The Antarctic Sun is an online newspaper with "News about the USAP, the Ice, and the People." It is funded by the National Science Foundation (contract no. NSFDACS1219442) by its prime civilian contractor, Leidos Antarctic Support Contract.

The online publication has been covering cutting edge science for the National Science Foundation since 1997–1998 austral summer, though it can trace its history back to the 1950s when the U.S. Navy ran logistics for the USAP. From the austral summer of 1997–98 to 2006–07, The Antarctic Sun has been produced at McMurdo Station between the months of October and February. Since October 2007, it has been a year-round news website managed out of the Denver, Colorado area.

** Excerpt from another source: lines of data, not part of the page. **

PR #24099, opened 2026-01-09
fix(ai-builder): Reducing confusion in spec evals from double negative don't criteria

mike12345567:
## Summary
There was a pattern in the spec evals which was potentially causing some confusion for the judge, with double negatives in the don't categories.

An example of this is that the don't criteria could map into the prompt like:
```
[DON'T]
DO NOT use a code node
DO NOT use a http request node
```
This is sort of clear, but the fact it is wrapped in a don't section can lead to confusion/negating the DO NOT, causing it to think it should check for it using a code node. Running the same evals which were failing previously, they now pass with this change.

I've also clarified the properties of the output parser to hopefully reduce the chance of it getting ignored/not being filled in and throwing an error.

Finally, updated the judge chain to use the new prompt builder for consistency.

## Review / Merge checklist

- [ ] Tests included. 

### DIFF
--- a/packages/@n8n/ai-workflow-builder.ee/evaluations/pairwise/judge-chain.ts
+++ b/packages/@n8n/ai-workflow-builder.ee/evaluations/pairwise/judge-chain.ts
@@ -2,6 +2,7 @@ import type { BaseChatModel } from '@langchain/core/language_models/chat_models'
 import type { RunnableConfig } from '@langchain/core/runnables';
 import { z } from 'zod';
 
+import { prompt } from '../../src/prompts/builder';
 import type { SimpleWorkflow } from '../../src/types/workflow';
 import { createEvaluatorChain, invokeEvaluatorChain } from '../chains/evaluators/base';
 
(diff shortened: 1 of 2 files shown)


packages/@n8n/ai-workflow-builder.ee/evaluations/pairwise/judge-chain.ts
```diff
@@ -17,19 +18,27 @@ const pairwiseEvaluationLLMResultSchema = z.object({
...
-				justification: z.string(),
+				rule: z.string().describe('The criterion that was violated'),
+				justification: z
+					.string()
+					.describe('Evidence from the workflow explaining why this is a violation'),
 			}),
 		)
-		.describe('List of criteria that were violated'),
+		.describe(
+			'List of criteria that were violated. If no criteria passed, include an entry explaining why.',
```
burivuhster: Is the goal of this addition here to make sure it mentions all failed checks?

burivuhster (dismissed):

burivuhster (approved):
That's a good addition!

The website covers both science and features. The former includes biology, glaciology, geology, astrophysics, and oceanography, among others. Features include USAP operations, Antarctic history, and profiles on people. Since 2016, the website has also featured podcasts primarily about operations. As of 2023, The Antarctic Sun is no longer publishing new content.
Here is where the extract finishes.